• [REQUIRED WORK]:
Beginning with the first line below, please restate each line exactly, down to and including the line containing "- [ ] QUICKSTART matches".

Saved entries:
Issue #1173, opened 2026-08-26
[P2.34] The quickstart's final step always fails — cf proof run exits 2 on a fresh workspace and the README never says to capture a requirement


frankbria:
## Problem

The last command in the README's Quick Start fails for every new user:

```
$ cf proof run
Running proof obligations (scope-filtered)...
Nothing was verified.
There are no proof obligations in this workspace, so this run checked nothing —
it is not a pass.

Capture your first requirement with:
  cf proof capture

exit 2
```

The **behaviour is correct** — this is #1118 working as intended, and the message
is a good one. The problem is that the README ends on it without preparing for
it. A fresh workspace has an empty ledger by definition, so the documented happy
path is guaranteed to end on a non-zero exit, and nothing between `cf init` and
here tells the user to capture a requirement.

For a product whose thesis is PROVE, the quickstart currently demonstrates the
PROVE step failing.

## Fix

Add the missing step to the README (and QUICKSTART, which has the same gap): a
`cf proof capture` before `cf proof run`, so the final step has something to
verify and exits 0 on real evidence.

That also makes the walkthrough show what PROOF9 actually does, rather than
showing its empty-state guard.

## Acceptance criteria

- [ ] The README's Quick Start reaches a `cf proof run` that verifies at least
      one real obligation and exits 0
- [ ] QUICKSTART matches
- [ ] `scripts/quickstart-cleanroom/run.sh` records `proof-run` as `OK`

Found by the #614 cold-start harness (`artifacts-source-614/`). Related: #1118.

Issue #1172, opened 2026-08-26
[P1.43] CallType has no 'verification_fix' member — every self-correction call loses its token usage and prints a traceback


frankbria:
## Problem

Every self-correction LLM call loses its token-usage record and prints a raw
Python traceback at the user.

`codeframe/core/react_agent.py:943` records verification-fix calls as:

```python
self._token_records.append({
    ...
    "call_type": "verification_fix",
    "iteration": attempt,
})
```

but `CallType` (`codeframe/core/models.py:162`) has no such member:

```python
class CallType(str, Enum):
    TASK_EXECUTION = "task_execution"
    CODE_REVIEW = "code_review"
    COORDINATION = "coordination"
    OTHER = "other"
```

So `_persist_token_usage` constructs a `TokenUsage` that pydantic rejects.
Observed on a clean-machine run of `cf work start --execute`:

```
Token usage persistence failed for task 03e5b03e-aaca-4faf-96bd-2921a3e9b83f
Traceback (most recent call last):
  File ".../codeframe/core/react_agent.py", line 491, in _persist_token_usage
    tracker.record_token_usage_sync(
  File ".../codeframe/lib/metrics_tracker.py", line 347, in record_token_usage_sync
    token_usage = TokenUsage(
pydantic_core._pydantic_core.ValidationError: 1 validation error for TokenUsage
call_type
  Input should be 'task_execution', 'code_review', 'coordination' or 'other'
  [type=enum, input_value='verification_fix', input_type=str]
```

## Impact

1. **Cost data loss.** Self-correction is not a rare path — it fires whenever
   gates fail — and it is the *expensive* path, since it re-sends context to fix
   what the first attempt got wrong. None of that spend reaches `token_usage`, so
   the Costs page (#557, #558) systematically under-reports exactly the work
   users would most want to see. Same class as the v2 bug where `react_agent`
   int-cast UUID task IDs and stored NULL.
2. **A traceback at the user.** It is caught, so the run continues, but a new
   user sees an unhandled-looking stack trace mid-run. That is the failure mode
   #1110 set out to eliminate on the first-run path.

## Fix sketch

Add `VERIFICATION_FIX = "verification_fix"` to `CallType`. Check the consumers
before doing it — `TokenRepository.get_costs_by_agent` / `get_top_tasks_by_cost`
and the Costs page group on this column, so a new member should show up in the
breakdown rather than silently widen an existing bucket.

[...]

Issue #1171, opened 2026-08-26
[P1.42] The README quickstart cannot finish in 15 minutes — Step 6 runs all 25 generated tasks serially and times out


frankbria:
## Problem

The README's Quick Start cannot be completed in 15 minutes — the #614 acceptance
criterion — because Step 6 is unbounded.

Measured on a clean container, source install of `main`, following the README
literally (`scripts/quickstart-cleanroom/artifacts-source-614/`):

```
step                status   seconds  exit_code  documented
1-install           OK       3        0          yes
...
4-tasks-generate    OK       29       0          yes
5-promote-to-ready  OK       2        0          yes
6-batch-run         TIMEOUT  900      124        yes     <-- never finished
6-work-start        FAIL     163      1          yes
6-proof-run         FAIL     1        2          yes
TOTAL_SECONDS=1177   (19m37s)
```

`cf tasks generate` produced **25** tasks for a small todo API — good tasks, with
real dependency graphs (#1115 is genuinely fixed). Step 5 then promotes **all of
them** to READY, and Step 6 runs:

```
$ cf work batch run --all-ready
Found 25 READY tasks
Batch Execution Plan
  Strategy: serial
  Tasks: 25
```

25 agent runs, **serially**. The first task alone took over 900 seconds of the
batch before the harness cut it off. There is no plausible arrangement in which
25 serial agent runs finish inside 15 minutes.

## Why this is new

The earlier walkthrough measured 8m14s, but on a path where this step did
nothing: promotion was not in the README then, so `--all-ready` found no READY
tasks and exited 0 in one second (that no-op was itself the finding, fixed in
#1120). Adding the promote step made the README correct and made the happy path
honest — and the honest happy path does not fit the budget.

## Options

Not prescribing a fix, but the shape of the problem is "the quickstart tells a
new user to execute their entire backlog":

- Have the quickstart promote and run **one** task, not all 25 — a first run
  should demonstrate the loop, not build the product. `cf work start <id>` is
  already the more teachable command.
- `--strategy parallel` for the batch (`--max-parallel` exists) — helps, but 25
  agent runs is still not a 15-minute operation.
- Set expectations in the README instead: say the batch is long-running and
  point at `cf work batch follow`.

Whatever is chosen, the 15-minute claim and the documented commands have to
agree — right now they do not.

## Acceptance criteria

- [ ] Following the README literally on a clean machine reaches `cf proof run`
      inside 15 minutes, **or** the README stops implying it does
[...]

Issue #1170, opened 2026-08-26
[P2.33] Migrate the Anthropic adapter to the 1.x SDK and lift the <1.0 ceiling


frankbria:
## Problem

`pyproject.toml` now caps `anthropic<1.0` (#1168). That stops the bleeding but
freezes us on the 0.x line: 1.0.0 is the current release, so every new SDK
feature and fix is now out of reach, and the cap will age badly.

The blocker is a signature change. `Messages.create()` dropped the sampling
kwargs:

```
0.70.0: ..., temperature, top_k, top_p, ...
1.0.0:  ..., output_config, ...   # temperature/top_k/top_p gone
```

`AnthropicProvider.complete` and `.async_complete` both pass `temperature`
unconditionally, which is deliberate — #767 fixed a bug where guarding on
`temperature > 0` silently dropped `temperature=0.0` and let the API default to
1.0, making runs non-deterministic. Whatever replaces it must preserve that:
**`temperature=0.0` is a real request for deterministic sampling, not "unset".**

## Scope

- Confirm where sampling parameters live in 1.x (`output_config`) and how
  `temperature=0.0` is expressed there
- Update `codeframe/adapters/llm/anthropic.py` (sync + async paths)
- Check `_convert_messages`, `_convert_tools`, `_parse_response` and the
  streaming path (#949) against the 1.x response shapes — the signature change is
  unlikely to be the only one in a major bump
- Re-check `map_provider_error` (#1110) against 1.x exception types
- Raise the pin to `anthropic>=1.0` and update `uv.lock`
- `tests/adapters/test_sdk_kwargs_guard_614.py` encodes the kwargs the adapter
  sends; update `ADAPTER_KWARGS` as part of the migration, not around it

## Acceptance criteria

- [ ] Adapter calls 1.x without passing removed kwargs
- [ ] `temperature=0.0` still reaches the API as deterministic sampling (a test
      pins this — it is the #767 regression)
- [ ] Streaming and tool-use paths verified against 1.x, not just compiled
- [ ] Ceiling lifted in `pyproject.toml`; guard test green on 1.x
- [ ] Cold-start harness green on a source install before the pin lands

Follow-up to #1168. Related: #767, #949, #1110.

frankbria:
Shipped in #1182, squash-merged as `8daee2a2`. Verified on `main` after merge: pin reads `anthropic>=1.0,<2`, guards 22/22 green.

[...]

PR #1174, opened 2026-08-26
fix(deps): cap anthropic below 1.0 — published 0.9.2 is dead on arrival, and the 15-minute quickstart misses its budget

frankbria:
Runs the #614 cold-start validation against published `codeframe-ai 0.9.2` — the
last outstanding acceptance criterion on that issue, unblocked when #1112 closed
and 0.9.2 shipped.

**It failed, for a new reason, and the run turned up five more findings.**

## What the run found

Published 0.9.2 is dead on arrival. The first AI-backed command in the README:

```
$ cf prd generate
Using template: Standard PRD
Error: The anthropic API call failed.

Provider response:
Messages.create() got an unexpected keyword argument 'temperature'
```

`pyproject.toml` asked for `anthropic>=0.18.0` — a floor with no ceiling — and
`anthropic` **1.0.0** has since been published, removing the sampling keywords
from `Messages.create()`. `AnthropicProvider` passes `temperature` unconditionally
(deliberately — #767), so every LLM call raises `TypeError`.

Nothing could have caught it. `uv.lock` resolves 0.70.0, so CI, `uv sync` and
every developer machine are on a working SDK; only a *fresh, unlocked* install —
exactly what the README tells a new user to run — drifts to 1.0.0. Same shape as
#1112: the code on `main` is fine, the artifact users install is not. Second time.

## What this PR changes

**The pin** (`anthropic>=0.18.0,<1.0`) plus a guard that is not a tautology:
`tests/adapters/test_sdk_kwargs_guard_614.py` introspects the *installed* SDK and
asserts it accepts every kwarg the adapter sends. Verified red against
`anthropic==1.0.0` (`no longer accepts ['temperature']`) and green on the locked
0.70.0 — so the next signature drift fails in CI rather than in a release.

**The harness** catches up with what shipped since it was written:

- `cf prd generate --brief-file` replaces the 206-line `responder.py` stand-in
  user. The harness README always said "delete it once #1114 lands a real
  non-interactive mode"; #1114 landed. The walkthrough now exercises a shipped
  code path, and the container drops its `anthropic` install.
- The walkthrough follows the **current** README order. Promote-to-`READY` was
  marked `documented=no` — a finding from the last round, fixed by #1120 — and
  ran *after* the batch step to keep the no-op on record. Both are now stale.

**The demo document** is rebuilt from the new artifacts. `showboat verify` passes,
so every code block in it re-runs and still matches.

**CLAUDE.md** records the generalised lesson: a floor-only pin on an SDK is a
latent DOA release, and the lockfile hides it.

## The 15-minute criterion still fails — and this is the important part

With the pin fixed, the pipeline works: `cf prd generate` 73s, `cf tasks generate`
29s producing **25 real tasks with real dependency graphs** (#1115 is genuinely
fixed, not just closed). Then:

```
6-batch-run         TIMEOUT  900   124   yes    <-- never finished
TOTAL_SECONDS=1177   (19m37s)
```

README Step 5 promotes all 25 tasks; Step 6 runs them **serially**. That does not
fit in fifteen minutes under any arrangement.

This is new, not a regression. The last round measured 8m14s — but on a path where
this step did nothing: promotion was not in the README then, so `--all-ready`
found nothing and exited 0 in one second. That silent no-op *was* the finding, and
#1120 fixed it. Making the README correct made the happy path honest, and the
honest happy path misses the budget. Filed as #1171.

## Issues filed

| Issue | Priority | Finding |
|---|---|---|
| #1168 | P0.33 | Published 0.9.2 is DOA — unpinned `anthropic` resolves to 1.0.0 |
| #1169 | P1.41 | Nothing checks that a fresh, unlocked install works — root cause of both DOA releases |
| #1171 | P1.42 | The quickstart cannot finish in 15 minutes — Step 6 runs all 25 tasks serially |
| #1172 | P1.43 | `CallType` has no `verification_fix` member — self-correction spend is lost and a traceback reaches the user |
| #1170 | P2.33 | Migrate the Anthropic adapter to the 1.x SDK and lift the ceiling |
| #1173 | P2.34 | The quickstart's final step always fails — no `cf proof capture` before `cf proof run` |

Per #614's own contract, papercuts are filed rather than fixed here. The pin is
the exception: it is what makes the walkthrough possible at all.

## Known limitations

- **#614 cannot close on this PR.** Its criterion is the *published* package, and
  0.9.2 on PyPI is still broken. Closing it needs a **0.9.3 release** — that is
  #1168, and it is the same shape of blocker #1112 was. This PR is what makes
  0.9.3 work.
- The `--source` run proves the fix end to end through task generation, but Step 6
  timed out by design of the harness (900s cap), so nothing here demonstrates a
  completed batch. #1171 owns that.
- `#1172` reproduces on every `cf work start --execute` and is not fixed here.
- Superseded artifacts (`artifacts-pypi-0.9.1`, `artifacts-source-main`) are
  deleted — the demo no longer tells that story and git history keeps them.

## Verification

- `uv run pytest tests/ --ignore=tests/e2e -m "not lifecycle"` — full suite
- `showboat verify docs/demos/quickstart-cleanroom.md` — passes
- Guard test verified red on `anthropic==1.0.0`, green on 0.70.0
- Two full cleanroom runs, artifacts committed
- Third-party review: `codex review --base main` — **no findings**

Refs #614


frankbria:

Run on the branch diff at `6999a667` (before the CLAUDE.md commit, which is
documentation only). Verdict:

> The dependency ceiling and guard test address the fresh-install Anthropic SDK
> breakage, and the cleanroom harness updates are consistent with the new
> non-interactive PRD path. I did not find a discrete introduced bug that would
> break existing behavior or tests.

**No findings.** The reviewer independently reproduced the SDK signature check
and ran the guard test, and separately grepped the committed artifacts and demo
document for credentials — clean.

One useful datum from its environment: it resolved `anthropic 0.71.0`, which
still carries `temperature`. So the `<1.0` ceiling is not over-tight — it admits
the whole working 0.x line and excludes only the breaking major.

frankbria:
Good catch, and it was slightly worse than described — fixed in `cc5fd002`.

`async_stream` indeed doesn't send `temperature`, but the **sync** `stream()`
does (`codeframe/adapters/llm/anthropic.py:356`, with the same #767 comment as
`complete`). So the streaming path was exposed to this exact break, not merely
uncovered by the guard.

The guard now parametrises over both `messages.create` and `messages.stream`,
sync and async — four cases, all verified red against `anthropic==1.0.0` and
green on the locked 0.70.0:

```
FAILED test_guard.py::test_sync_client_accepts_every_kwarg_the_adapter_sends[create]
FAILED test_guard.py::test_sync_client_accepts_every_kwarg_the_adapter_sends[stream]
FAILED test_guard.py::test_async_client_accepts_every_kwarg_the_adapter_sends[create]
FAILED test_guard.py::test_async_client_accepts_every_kwarg_the_adapter_sends[stream]
```

`betas`/`thinking` are deliberately left unasserted, and the docstring now says
so: `async_stream` sends them only for interleaved extended thinking and already
degrades on `TypeError` (#766), so requiring them would break the guard against
older SDKs the fallback exists to support.

The docstring no longer overstates what is checked — it names both entry points
and the deliberate exclusion.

• [ANSWER TO THIS EXERCISE]:
Issue #1173, opened 2026-08-26
[P2.34] The quickstart's final step always fails — cf proof run exits 2 on a fresh workspace and the README never says to capture a requirement


frankbria:
## Problem

The last command in the README's Quick Start fails for every new user:

```
$ cf proof run
Running proof obligations (scope-filtered)...
Nothing was verified.
There are no proof obligations in this workspace, so this run checked nothing —
it is not a pass.

Capture your first requirement with:
  cf proof capture

exit 2
```

The **behaviour is correct** — this is #1118 working as intended, and the message
is a good one. The problem is that the README ends on it without preparing for
it. A fresh workspace has an empty ledger by definition, so the documented happy
path is guaranteed to end on a non-zero exit, and nothing between `cf init` and
here tells the user to capture a requirement.

For a product whose thesis is PROVE, the quickstart currently demonstrates the
PROVE step failing.

## Fix

Add the missing step to the README (and QUICKSTART, which has the same gap): a
`cf proof capture` before `cf proof run`, so the final step has something to
verify and exits 0 on real evidence.

That also makes the walkthrough show what PROOF9 actually does, rather than
showing its empty-state guard.

## Acceptance criteria

- [ ] The README's Quick Start reaches a `cf proof run` that verifies at least
      one real obligation and exits 0
- [ ] QUICKSTART matches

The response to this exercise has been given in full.